(Saved data entries)
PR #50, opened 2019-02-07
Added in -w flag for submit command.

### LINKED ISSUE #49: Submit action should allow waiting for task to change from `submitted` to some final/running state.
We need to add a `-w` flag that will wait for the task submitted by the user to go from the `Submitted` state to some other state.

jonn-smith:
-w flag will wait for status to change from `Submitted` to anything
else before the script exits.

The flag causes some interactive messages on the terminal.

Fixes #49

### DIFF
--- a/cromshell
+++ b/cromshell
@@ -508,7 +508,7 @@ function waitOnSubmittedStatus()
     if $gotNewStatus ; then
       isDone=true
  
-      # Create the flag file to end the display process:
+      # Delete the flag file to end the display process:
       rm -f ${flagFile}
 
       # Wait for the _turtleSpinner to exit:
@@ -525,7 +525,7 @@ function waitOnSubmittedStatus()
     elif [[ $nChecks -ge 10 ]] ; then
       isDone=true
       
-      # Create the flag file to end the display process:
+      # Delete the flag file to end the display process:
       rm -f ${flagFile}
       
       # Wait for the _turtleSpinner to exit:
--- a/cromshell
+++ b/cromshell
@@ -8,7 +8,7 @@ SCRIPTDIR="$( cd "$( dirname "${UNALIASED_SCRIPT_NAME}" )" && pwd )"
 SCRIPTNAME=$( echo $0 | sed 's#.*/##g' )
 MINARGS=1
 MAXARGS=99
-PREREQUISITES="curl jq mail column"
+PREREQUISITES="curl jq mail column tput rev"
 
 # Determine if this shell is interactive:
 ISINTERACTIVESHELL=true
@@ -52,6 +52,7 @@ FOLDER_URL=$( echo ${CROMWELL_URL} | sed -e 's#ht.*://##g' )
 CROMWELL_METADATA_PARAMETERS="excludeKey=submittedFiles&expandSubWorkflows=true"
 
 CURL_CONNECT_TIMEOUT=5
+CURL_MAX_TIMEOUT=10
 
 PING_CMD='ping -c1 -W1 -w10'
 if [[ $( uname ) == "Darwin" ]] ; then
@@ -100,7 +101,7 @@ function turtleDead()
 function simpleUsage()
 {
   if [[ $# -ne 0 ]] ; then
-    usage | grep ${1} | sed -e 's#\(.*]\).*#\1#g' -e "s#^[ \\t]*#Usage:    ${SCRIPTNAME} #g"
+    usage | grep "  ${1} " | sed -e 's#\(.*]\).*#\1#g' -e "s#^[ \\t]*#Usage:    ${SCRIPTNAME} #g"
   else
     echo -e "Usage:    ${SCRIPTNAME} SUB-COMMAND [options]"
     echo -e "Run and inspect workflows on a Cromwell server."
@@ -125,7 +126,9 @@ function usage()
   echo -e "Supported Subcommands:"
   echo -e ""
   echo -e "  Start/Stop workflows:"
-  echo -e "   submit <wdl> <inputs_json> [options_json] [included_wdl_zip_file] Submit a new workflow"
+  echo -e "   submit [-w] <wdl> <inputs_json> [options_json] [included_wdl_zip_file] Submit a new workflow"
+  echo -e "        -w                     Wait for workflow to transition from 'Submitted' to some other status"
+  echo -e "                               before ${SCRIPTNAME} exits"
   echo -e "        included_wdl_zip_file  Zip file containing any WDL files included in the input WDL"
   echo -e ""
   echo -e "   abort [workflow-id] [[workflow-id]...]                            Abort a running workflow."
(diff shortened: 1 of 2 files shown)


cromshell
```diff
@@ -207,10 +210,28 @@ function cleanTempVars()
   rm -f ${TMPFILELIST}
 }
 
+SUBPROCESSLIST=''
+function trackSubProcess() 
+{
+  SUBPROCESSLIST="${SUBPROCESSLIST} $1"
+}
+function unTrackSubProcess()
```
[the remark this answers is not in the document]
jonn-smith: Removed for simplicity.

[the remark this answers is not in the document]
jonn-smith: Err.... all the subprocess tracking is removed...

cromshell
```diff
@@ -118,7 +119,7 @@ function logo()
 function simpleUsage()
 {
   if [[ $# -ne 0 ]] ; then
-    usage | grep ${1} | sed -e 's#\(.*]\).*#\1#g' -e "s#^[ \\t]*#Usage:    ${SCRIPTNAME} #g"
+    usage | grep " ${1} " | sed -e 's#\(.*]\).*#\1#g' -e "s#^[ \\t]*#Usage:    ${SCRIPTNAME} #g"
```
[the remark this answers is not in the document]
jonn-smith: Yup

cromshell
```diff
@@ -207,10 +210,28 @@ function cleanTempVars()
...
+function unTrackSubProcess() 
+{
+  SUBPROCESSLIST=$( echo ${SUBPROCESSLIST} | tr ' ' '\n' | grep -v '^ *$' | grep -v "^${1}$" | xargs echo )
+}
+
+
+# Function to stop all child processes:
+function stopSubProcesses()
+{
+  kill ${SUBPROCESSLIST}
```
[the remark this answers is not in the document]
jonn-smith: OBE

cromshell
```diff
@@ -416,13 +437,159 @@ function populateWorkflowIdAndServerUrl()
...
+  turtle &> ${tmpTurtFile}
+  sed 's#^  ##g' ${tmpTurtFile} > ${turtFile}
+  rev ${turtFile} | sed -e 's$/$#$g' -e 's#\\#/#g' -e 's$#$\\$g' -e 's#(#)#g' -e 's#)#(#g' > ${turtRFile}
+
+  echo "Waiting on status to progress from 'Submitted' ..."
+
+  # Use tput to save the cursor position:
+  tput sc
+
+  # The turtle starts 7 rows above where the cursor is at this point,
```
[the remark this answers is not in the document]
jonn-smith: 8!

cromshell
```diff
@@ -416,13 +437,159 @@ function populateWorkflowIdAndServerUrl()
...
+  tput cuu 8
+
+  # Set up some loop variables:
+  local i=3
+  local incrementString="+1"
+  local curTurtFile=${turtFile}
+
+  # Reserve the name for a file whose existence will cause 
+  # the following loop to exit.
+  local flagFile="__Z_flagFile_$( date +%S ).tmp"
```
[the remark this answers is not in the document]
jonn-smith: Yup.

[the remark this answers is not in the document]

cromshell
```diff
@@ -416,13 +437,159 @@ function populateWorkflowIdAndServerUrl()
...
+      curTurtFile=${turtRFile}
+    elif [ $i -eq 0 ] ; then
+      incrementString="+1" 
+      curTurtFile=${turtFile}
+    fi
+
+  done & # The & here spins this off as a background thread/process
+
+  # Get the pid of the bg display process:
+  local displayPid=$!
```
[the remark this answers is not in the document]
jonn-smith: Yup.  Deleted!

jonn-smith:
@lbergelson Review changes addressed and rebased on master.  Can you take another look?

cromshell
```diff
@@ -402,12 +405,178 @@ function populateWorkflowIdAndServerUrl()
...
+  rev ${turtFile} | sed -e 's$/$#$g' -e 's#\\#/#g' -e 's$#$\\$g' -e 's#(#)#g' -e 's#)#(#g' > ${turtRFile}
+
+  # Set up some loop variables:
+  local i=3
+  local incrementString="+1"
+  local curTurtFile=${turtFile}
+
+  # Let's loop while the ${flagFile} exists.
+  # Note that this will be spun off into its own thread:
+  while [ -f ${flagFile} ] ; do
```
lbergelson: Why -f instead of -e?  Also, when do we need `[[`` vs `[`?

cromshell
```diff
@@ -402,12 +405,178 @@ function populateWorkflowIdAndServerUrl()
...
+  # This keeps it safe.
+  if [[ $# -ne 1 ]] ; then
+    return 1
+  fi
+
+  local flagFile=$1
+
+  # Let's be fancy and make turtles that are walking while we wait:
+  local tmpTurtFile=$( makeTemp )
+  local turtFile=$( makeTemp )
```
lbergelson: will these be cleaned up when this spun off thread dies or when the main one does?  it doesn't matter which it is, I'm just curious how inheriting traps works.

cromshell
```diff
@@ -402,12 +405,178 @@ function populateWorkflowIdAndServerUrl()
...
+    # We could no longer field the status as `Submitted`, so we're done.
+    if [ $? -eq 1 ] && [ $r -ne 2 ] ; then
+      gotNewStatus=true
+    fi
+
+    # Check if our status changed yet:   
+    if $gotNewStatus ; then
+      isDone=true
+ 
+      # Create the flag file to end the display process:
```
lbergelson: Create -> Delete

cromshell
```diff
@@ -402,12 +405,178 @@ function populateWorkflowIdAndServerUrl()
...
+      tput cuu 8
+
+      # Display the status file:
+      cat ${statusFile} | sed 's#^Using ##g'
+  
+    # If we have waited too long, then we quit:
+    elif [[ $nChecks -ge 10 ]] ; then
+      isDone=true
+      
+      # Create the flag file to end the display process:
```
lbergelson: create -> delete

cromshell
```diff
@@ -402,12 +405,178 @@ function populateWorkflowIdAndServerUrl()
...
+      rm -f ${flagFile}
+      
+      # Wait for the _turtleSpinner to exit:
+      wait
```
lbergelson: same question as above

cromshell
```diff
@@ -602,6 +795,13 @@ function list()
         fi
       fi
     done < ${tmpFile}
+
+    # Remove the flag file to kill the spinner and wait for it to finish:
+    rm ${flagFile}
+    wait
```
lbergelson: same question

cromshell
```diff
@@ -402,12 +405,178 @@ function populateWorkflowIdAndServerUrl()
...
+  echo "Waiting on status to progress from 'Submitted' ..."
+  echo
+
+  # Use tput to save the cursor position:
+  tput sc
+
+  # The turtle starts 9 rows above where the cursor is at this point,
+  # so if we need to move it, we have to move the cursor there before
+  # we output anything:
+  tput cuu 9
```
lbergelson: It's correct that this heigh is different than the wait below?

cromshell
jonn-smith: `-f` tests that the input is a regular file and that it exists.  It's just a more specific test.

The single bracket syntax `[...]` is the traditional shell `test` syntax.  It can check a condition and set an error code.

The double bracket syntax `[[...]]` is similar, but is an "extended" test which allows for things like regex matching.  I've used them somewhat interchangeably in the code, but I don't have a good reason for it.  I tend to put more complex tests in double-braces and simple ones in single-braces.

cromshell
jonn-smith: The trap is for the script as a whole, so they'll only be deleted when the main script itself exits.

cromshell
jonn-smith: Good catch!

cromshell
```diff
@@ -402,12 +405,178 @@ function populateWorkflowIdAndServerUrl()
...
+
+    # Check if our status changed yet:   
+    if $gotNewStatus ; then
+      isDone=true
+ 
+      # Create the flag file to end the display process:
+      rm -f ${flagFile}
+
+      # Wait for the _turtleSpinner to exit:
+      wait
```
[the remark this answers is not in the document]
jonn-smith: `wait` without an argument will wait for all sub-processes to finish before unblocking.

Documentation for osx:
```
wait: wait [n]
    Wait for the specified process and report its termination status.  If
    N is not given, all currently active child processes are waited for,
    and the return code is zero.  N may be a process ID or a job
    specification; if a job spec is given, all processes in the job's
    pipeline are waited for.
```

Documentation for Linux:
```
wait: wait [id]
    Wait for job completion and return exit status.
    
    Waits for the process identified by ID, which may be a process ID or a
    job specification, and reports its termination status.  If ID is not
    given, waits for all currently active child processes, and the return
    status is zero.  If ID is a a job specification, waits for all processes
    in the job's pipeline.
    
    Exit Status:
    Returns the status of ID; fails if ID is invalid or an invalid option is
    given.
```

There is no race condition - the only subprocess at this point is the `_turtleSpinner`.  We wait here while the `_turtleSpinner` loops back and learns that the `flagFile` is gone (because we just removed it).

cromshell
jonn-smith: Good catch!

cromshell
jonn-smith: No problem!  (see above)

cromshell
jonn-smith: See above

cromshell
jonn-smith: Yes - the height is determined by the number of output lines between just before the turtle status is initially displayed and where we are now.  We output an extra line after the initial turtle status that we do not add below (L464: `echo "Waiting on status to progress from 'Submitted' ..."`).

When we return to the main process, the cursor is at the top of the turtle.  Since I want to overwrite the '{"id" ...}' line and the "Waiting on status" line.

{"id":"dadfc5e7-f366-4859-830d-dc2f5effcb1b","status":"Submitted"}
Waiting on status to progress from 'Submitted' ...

— Your task —
Check each line above for the string "below" and copy every line that has it.

— Written reply —
lbergelson: It's correct that this heigh is different than the wait below?
jonn-smith: Yes - the height is determined by the number of output lines between just before the turtle status is initially displayed and where we are now.  We output an extra line after the initial turtle status that we do not add below (L464: `echo "Waiting on status to progress from 'Submitted' ..."`).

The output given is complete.